## WHAT YOU HAVE TO DO
Please retype the listing below, matching every line exactly.

## EXTRACTED MATERIAL
Issue #761, opened 2020-12-07
Unified tx list: Load data


MouazAlzahabi:
- [x] Create new structure for both History&Queued tx endpoint
  - [x] separator header with text label (for next tx and for queued tx's list, for history tx's grouping)
  - [x] item type for conflict header 
    - [x] nonce
- [x] Load queued and next tx's using client gw endpoint for queued tx's
- [x] Load history tx's using client gw endpoint for history tx's
- [x] Support pagination
- [x] tx object's should be extended with conflictType field (values e.g. None, WithNext, WithoutNext)

- Endpoints:
  - https://safe-client.rinkeby.staging.gnosisdev.com/v1/safes/0x1230B3d59858296A31053C1b8562Ecf89A2f888b/transactions/history
  - https://safe-client.rinkeby.staging.gnosisdev.com/v1/safes/0x1230B3d59858296A31053C1b8562Ecf89A2f888b/transactions/queued

liliya-soroka:
Verified
app version 2.8.0 (259)

PR #781, opened 2020-12-10
gh-761 Load data from backend

MouazAlzahabi:


DmitryBespalov:
@MouazAlzahabi can you bump version number to 2.8.0 on this PR?

Multisig/Data/Services/Safe Client Gateway Service/HistoryTransactionsSummaryListRequest.swift
```diff
@@ -0,0 +1,46 @@
...
+        try execute(request: HistoryTransactionsSummaryListRequest(address))
+    }
+
+    func historyTransactionsSummaryList(address: String) throws -> HistoryTransactionsSummaryListRequest.ResponseType {
+        try execute(request: HistoryTransactionsSummaryListRequest(safeAddress: address))
+    }
+
+    func historyTransactionsSummaryList(pageUri: String) throws -> HistoryTransactionsSummaryListRequest.ResponseType {
+        return try execute(request: PagedRequest<TransactionSummaryItemWrapper>(pageUri))
+    }
```
DmitryBespalov: I don't think these 3 methods will be used anymore - we'll transition to async calls. Can we remove them?

Multisig/Data/Services/Safe Client Gateway Service/QueuedTransactionsSummaryListRequest.swift
```diff
@@ -0,0 +1,46 @@
...
+        try execute(request: QueuedTransactionsSummaryListRequest(address))
+    }
+
+    func queuedTransactionsSummaryList(address: String) throws -> QueuedTransactionsSummaryListRequest.ResponseType {
+        try execute(request: QueuedTransactionsSummaryListRequest(safeAddress: address))
+    }
+
+    func queuedTransactionsSummaryList(pageUri: String) throws -> QueuedTransactionsSummaryListRequest.ResponseType {
+        return try execute(request: PagedRequest<TransactionSummaryItemWrapper>(pageUri))
+    }
```
DmitryBespalov: here as well

Multisig/Data/Services/Safe Client Gateway Service/SCGModels.swift
```diff
@@ -14,6 +14,68 @@ struct Page<T: Decodable>: Decodable {
     let results: [T]
 }
 
+protocol TransactionSummaryItem: Decodable { }
+
+
+struct TransactionSummaryItemDateLabel: TransactionSummaryItem {
```
DmitryBespalov: I wanted to transition from this file's models to the SCG.swift models. Does it make sense to make it in this release or make it as a separate refactoring?

Multisig/Data/Services/Safe Client Gateway Service/SCGModels.swift
```diff
@@ -14,6 +14,68 @@ struct Page<T: Decodable>: Decodable {
...
+struct TransactionSummaryItemTransaction: TransactionSummaryItem {
+    let transaction: TransactionSummary
+    let conflictType: ConflictType
+}
+
+struct TransactionSummaryItemConflictHeader: TransactionSummaryItem {
+    let nonce: UInt256String
+}
+
+enum TransactionSummaryItemWrapper: Decodable {
```
DmitryBespalov: There's a new way I found how to use this decoding, without a protocol but using just enum directly - please see the SCG.swift or let's have a call and I can assist you

Multisig/Data/Services/Safe Client Gateway Service/SCG.swift
```diff
@@ -12,6 +12,49 @@ import Foundation
...
+        case dateLabel(TransactionSummaryItemDateLabel)
+        case label(TransactionSummaryItemLabel)
+        case transaction(TransactionSummaryItemTransaction)
+        case conflictHeader(TransactionSummaryItemConflictHeader)
+        case unknown
+
+        init(from decoder: Decoder) throws {
+            enum Keys: String, CodingKey { case type }
+            let container = try decoder.container(keyedBy: Keys.self)
+            let type = try container.decode(TransactionSummaryItemType.self, forKey: .type)
```
DmitryBespalov: I would use plan strings in the Switch instead of the enum because if new enum strings are introduced on the backend, then the app would just decode them as unknown (in default case), otherwise this line will throw exception

MouazAlzahabi: In that case how about make type as optional and add default case to switch ?

DmitryBespalov: works for me but then it is inconsistent with other code

sche (approved):

DmitryBespalov (approved):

## WORKED SOLUTION
Issue #761, opened 2020-12-07
Unified tx list: Load data


MouazAlzahabi:
- [x] Create new structure for both History&Queued tx endpoint
  - [x] separator header with text label (for next tx and for queued tx's list, for history tx's grouping)
  - [x] item type for conflict header 
    - [x] nonce
- [x] Load queued and next tx's using client gw endpoint for queued tx's
- [x] Load history tx's using client gw endpoint for history tx's
- [x] Support pagination
- [x] tx object's should be extended with conflictType field (values e.g. None, WithNext, WithoutNext)

- Endpoints:
  - https://safe-client.rinkeby.staging.gnosisdev.com/v1/safes/0x1230B3d59858296A31053C1b8562Ecf89A2f888b/transactions/history
  - https://safe-client.rinkeby.staging.gnosisdev.com/v1/safes/0x1230B3d59858296A31053C1b8562Ecf89A2f888b/transactions/queued

liliya-soroka:
Verified
app version 2.8.0 (259)

PR #781, opened 2020-12-10
gh-761 Load data from backend

MouazAlzahabi:


DmitryBespalov:
@MouazAlzahabi can you bump version number to 2.8.0 on this PR?

Multisig/Data/Services/Safe Client Gateway Service/HistoryTransactionsSummaryListRequest.swift
```diff
@@ -0,0 +1,46 @@
...
+        try execute(request: HistoryTransactionsSummaryListRequest(address))
+    }
+
+    func historyTransactionsSummaryList(address: String) throws -> HistoryTransactionsSummaryListRequest.ResponseType {
+        try execute(request: HistoryTransactionsSummaryListRequest(safeAddress: address))
+    }
+
+    func historyTransactionsSummaryList(pageUri: String) throws -> HistoryTransactionsSummaryListRequest.ResponseType {
+        return try execute(request: PagedRequest<TransactionSummaryItemWrapper>(pageUri))
+    }
```
DmitryBespalov: I don't think these 3 methods will be used anymore - we'll transition to async calls. Can we remove them?

Multisig/Data/Services/Safe Client Gateway Service/QueuedTransactionsSummaryListRequest.swift
```diff
@@ -0,0 +1,46 @@
...
+        try execute(request: QueuedTransactionsSummaryListRequest(address))
+    }
+
+    func queuedTransactionsSummaryList(address: String) throws -> QueuedTransactionsSummaryListRequest.ResponseType {
+        try execute(request: QueuedTransactionsSummaryListRequest(safeAddress: address))
+    }
+
+    func queuedTransactionsSummaryList(pageUri: String) throws -> QueuedTransactionsSummaryListRequest.ResponseType {
+        return try execute(request: PagedRequest<TransactionSummaryItemWrapper>(pageUri))
+    }
```
DmitryBespalov: here as well

Multisig/Data/Services/Safe Client Gateway Service/SCGModels.swift
```diff
@@ -14,6 +14,68 @@ struct Page<T: Decodable>: Decodable {
     let results: [T]
 }
 
+protocol TransactionSummaryItem: Decodable { }
+
+
+struct TransactionSummaryItemDateLabel: TransactionSummaryItem {
```
DmitryBespalov: I wanted to transition from this file's models to the SCG.swift models. Does it make sense to make it in this release or make it as a separate refactoring?

Multisig/Data/Services/Safe Client Gateway Service/SCGModels.swift
```diff
@@ -14,6 +14,68 @@ struct Page<T: Decodable>: Decodable {
...
+struct TransactionSummaryItemTransaction: TransactionSummaryItem {
+    let transaction: TransactionSummary
+    let conflictType: ConflictType
+}
+
+struct TransactionSummaryItemConflictHeader: TransactionSummaryItem {
+    let nonce: UInt256String
+}
+
+enum TransactionSummaryItemWrapper: Decodable {
```
DmitryBespalov: There's a new way I found how to use this decoding, without a protocol but using just enum directly - please see the SCG.swift or let's have a call and I can assist you

Multisig/Data/Services/Safe Client Gateway Service/SCG.swift
```diff
@@ -12,6 +12,49 @@ import Foundation
...
+        case dateLabel(TransactionSummaryItemDateLabel)
+        case label(TransactionSummaryItemLabel)
+        case transaction(TransactionSummaryItemTransaction)
+        case conflictHeader(TransactionSummaryItemConflictHeader)
+        case unknown
+
+        init(from decoder: Decoder) throws {
+            enum Keys: String, CodingKey { case type }
+            let container = try decoder.container(keyedBy: Keys.self)
+            let type = try container.decode(TransactionSummaryItemType.self, forKey: .type)
```
DmitryBespalov: I would use plan strings in the Switch instead of the enum because if new enum strings are introduced on the backend, then the app would just decode them as unknown (in default case), otherwise this line will throw exception

MouazAlzahabi: In that case how about make type as optional and add default case to switch ?

DmitryBespalov: works for me but then it is inconsistent with other code

sche (approved):

DmitryBespalov (approved):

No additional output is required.